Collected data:
==*==

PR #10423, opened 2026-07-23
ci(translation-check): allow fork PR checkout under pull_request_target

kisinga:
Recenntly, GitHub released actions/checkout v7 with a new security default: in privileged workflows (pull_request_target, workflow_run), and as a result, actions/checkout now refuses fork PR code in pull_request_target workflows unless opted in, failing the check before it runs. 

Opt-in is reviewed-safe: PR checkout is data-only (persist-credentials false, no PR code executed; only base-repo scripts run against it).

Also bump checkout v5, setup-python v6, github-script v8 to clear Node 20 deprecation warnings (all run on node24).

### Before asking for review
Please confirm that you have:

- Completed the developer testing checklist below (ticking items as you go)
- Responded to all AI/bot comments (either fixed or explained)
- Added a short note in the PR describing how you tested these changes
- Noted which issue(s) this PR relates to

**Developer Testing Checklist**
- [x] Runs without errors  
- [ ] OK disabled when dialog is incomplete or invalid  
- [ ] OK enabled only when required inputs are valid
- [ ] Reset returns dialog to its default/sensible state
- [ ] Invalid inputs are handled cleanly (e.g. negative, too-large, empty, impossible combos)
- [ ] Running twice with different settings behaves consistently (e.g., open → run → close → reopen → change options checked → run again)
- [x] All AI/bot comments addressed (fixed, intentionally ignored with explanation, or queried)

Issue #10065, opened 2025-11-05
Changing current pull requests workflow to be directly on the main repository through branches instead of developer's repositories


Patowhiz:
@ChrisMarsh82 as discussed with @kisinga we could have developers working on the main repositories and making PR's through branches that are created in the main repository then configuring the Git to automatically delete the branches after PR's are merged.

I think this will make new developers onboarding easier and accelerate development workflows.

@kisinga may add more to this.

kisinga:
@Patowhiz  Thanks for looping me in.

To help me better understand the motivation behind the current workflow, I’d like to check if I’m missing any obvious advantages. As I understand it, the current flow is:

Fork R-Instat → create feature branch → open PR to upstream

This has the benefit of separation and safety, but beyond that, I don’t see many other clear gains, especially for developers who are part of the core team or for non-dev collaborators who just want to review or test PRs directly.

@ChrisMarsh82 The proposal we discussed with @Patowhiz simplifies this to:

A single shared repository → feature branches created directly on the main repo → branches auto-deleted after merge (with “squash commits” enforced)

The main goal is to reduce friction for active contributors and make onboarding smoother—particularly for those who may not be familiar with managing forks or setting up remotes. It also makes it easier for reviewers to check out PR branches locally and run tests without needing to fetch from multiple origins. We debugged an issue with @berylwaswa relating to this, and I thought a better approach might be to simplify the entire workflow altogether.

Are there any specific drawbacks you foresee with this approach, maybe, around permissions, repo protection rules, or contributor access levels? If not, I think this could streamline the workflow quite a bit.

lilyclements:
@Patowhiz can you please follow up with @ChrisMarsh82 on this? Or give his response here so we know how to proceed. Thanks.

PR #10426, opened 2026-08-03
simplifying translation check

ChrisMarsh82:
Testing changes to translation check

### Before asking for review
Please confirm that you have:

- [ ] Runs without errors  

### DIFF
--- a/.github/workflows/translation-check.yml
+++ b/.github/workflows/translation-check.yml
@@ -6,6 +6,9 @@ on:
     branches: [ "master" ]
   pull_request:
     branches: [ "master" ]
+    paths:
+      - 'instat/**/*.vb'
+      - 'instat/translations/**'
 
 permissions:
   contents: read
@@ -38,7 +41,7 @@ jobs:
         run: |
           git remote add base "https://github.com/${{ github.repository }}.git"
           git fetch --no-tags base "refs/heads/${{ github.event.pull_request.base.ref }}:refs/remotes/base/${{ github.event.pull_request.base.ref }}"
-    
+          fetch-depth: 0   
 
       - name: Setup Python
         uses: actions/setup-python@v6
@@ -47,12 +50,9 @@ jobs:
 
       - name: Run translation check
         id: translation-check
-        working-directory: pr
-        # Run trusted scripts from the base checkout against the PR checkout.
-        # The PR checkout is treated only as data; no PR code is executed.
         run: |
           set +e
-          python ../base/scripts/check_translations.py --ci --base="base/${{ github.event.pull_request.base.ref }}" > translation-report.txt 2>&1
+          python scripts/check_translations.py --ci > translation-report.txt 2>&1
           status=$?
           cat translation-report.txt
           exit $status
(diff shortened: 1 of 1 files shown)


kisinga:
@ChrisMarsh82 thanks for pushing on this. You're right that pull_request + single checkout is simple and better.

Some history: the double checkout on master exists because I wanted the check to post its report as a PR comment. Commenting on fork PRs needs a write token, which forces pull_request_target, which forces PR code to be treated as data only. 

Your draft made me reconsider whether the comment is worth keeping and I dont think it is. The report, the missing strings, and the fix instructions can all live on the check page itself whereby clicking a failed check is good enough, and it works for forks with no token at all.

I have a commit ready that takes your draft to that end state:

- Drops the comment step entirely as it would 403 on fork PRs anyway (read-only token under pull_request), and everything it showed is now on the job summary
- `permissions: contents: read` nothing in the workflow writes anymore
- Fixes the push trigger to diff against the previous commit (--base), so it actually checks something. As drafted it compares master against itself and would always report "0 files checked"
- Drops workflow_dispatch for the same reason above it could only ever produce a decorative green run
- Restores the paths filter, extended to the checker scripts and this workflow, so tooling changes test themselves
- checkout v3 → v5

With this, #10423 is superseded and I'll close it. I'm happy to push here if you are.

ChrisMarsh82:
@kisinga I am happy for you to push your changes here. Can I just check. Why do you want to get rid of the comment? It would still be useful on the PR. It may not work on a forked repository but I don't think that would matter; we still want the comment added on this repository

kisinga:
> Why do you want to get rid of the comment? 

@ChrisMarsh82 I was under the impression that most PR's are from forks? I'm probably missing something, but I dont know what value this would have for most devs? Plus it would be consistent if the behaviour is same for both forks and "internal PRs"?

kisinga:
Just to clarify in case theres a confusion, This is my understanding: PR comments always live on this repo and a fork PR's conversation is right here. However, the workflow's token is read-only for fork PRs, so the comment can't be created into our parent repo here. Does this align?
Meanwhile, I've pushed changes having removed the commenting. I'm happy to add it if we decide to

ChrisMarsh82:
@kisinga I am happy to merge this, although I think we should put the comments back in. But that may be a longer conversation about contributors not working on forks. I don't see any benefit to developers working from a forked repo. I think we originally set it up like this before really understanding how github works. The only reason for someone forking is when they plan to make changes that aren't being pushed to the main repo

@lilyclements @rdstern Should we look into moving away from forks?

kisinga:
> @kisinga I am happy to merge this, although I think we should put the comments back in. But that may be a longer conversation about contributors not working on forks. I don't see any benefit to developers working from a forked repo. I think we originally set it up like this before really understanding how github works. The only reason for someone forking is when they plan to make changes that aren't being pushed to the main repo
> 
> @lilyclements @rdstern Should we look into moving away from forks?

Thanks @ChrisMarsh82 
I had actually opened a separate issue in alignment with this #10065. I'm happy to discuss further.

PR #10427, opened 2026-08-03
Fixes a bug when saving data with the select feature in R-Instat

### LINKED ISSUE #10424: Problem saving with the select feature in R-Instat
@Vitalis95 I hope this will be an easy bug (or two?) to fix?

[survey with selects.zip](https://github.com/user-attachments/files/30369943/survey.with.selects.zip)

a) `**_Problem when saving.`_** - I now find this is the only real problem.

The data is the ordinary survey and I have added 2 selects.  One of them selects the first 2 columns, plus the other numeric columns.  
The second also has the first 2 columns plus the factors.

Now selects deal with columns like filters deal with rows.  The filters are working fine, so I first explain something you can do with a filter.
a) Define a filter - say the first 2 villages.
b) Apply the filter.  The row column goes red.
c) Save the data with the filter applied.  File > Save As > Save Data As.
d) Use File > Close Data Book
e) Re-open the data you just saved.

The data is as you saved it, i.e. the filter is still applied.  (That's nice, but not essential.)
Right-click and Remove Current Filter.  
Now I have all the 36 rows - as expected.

==*==

- [ASSIGNMENT]: From the records above, quote only the lines running from the line with "more to this." to the line with "A single shared", both lines included.

- [SOLUTION BELOW]:
@kisinga may add more to this.

kisinga:
@Patowhiz  Thanks for looping me in.

To help me better understand the motivation behind the current workflow, I’d like to check if I’m missing any obvious advantages. As I understand it, the current flow is:

Fork R-Instat → create feature branch → open PR to upstream

This has the benefit of separation and safety, but beyond that, I don’t see many other clear gains, especially for developers who are part of the core team or for non-dev collaborators who just want to review or test PRs directly.

@ChrisMarsh82 The proposal we discussed with @Patowhiz simplifies this to:

A single shared repository → feature branches created directly on the main repo → branches auto-deleted after merge (with “squash commits” enforced)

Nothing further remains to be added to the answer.